The band has been a favourite with bookmakers from the start of this year’s Mercury race. When asked about their album, keyboardist Gus Unger-Hamilton said he listens to it a lot saying: “I love it because we made it and it’s just us who were all at uni together it’s the same four guys who were always in a band.”
On the way into the event, Unger-Hamilton joked that some of the people they met at university who never came to see them are regretting it now.
Alt-J beat off competition from 11 other nominees including Plan B, Django Django and Richard Hawley.
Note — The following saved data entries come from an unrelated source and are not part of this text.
PR #4012, opened 2025-09-12
fix: Passive sync with node chain

### LINKED ISSUE #2744: Network document updates do not send subscription events
Document updates from the p2p network do not send subscription events. Should be easy to fix by changing merge event types.

### LINKED ISSUE #4010: Document not syncing with chain of nodes on pubsub
This fails as the document never reaches node 2
```golang
func TestP2PCreateWithP2PCollection2(t *testing.T) {
    test := testUtils.TestCase{
        Actions: []any{
            &action.AddSchema{
                Schema: `
                    type Users {
                        Name: String
                        Age: Int
                    }
                `,
            },
            testUtils.ConnectPeers{
                SourceNodeID: 1,
                TargetNodeID: 0,
            },
            testUtils.ConnectPeers{
                SourceNodeID: 2,
                TargetNodeID: 1,
            },
            testUtils.SubscribeToCollection{
                NodeID:        1,
                CollectionIDs: []int{0},
            },
            testUtils.SubscribeToCollection{
                NodeID:        2,
                CollectionIDs: []int{0},
            },
            testUtils.CreateDoc{
                NodeID: immutable.Some(0),
                Doc: `{
                    "Name": "John",
                    "Age": 21
                }`,
            },
            testUtils.WaitForSync{},
            testUtils.Request{
                Request: `query {
                    Users {
                        Age
                    }
                }`,
                Results: map[string]any{
                    "Users": []map[string]any{
                        {
                            "Age": int64(21),
                        },
                    },
                },
            },
        },
    }

}
```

Before heading into the award show, Hawley explained why he’s such a big fan of the Mercury Prize: “The winning is irrelevant in a lot of ways, the reason I like the Mercury Prize is very simply because it celebrates the album,” he said.
Although Django Django did not win band member Vincent Neff said just the nomination had created a massive buzz.
“Yeah we went to America a few days after we got nominated and I hadn’t really realized how far a reach the Mercury’s has but like the first question from all the American journalists was ‘how do you feel about the Mercury’s’ so I was a bit surprised by that so yeah we have had really good responses and it’s kind of opened us up to people who might not have listened to us before,” Neff said.
The Mercury Prize, which has gone to a wide range of musical genres since it began in 1992, honours music by British or Irish artists and is based solely on the music on the album.
Previous winners include Franz Ferdinand, Arctic Monkeys and Dizzee Rascal.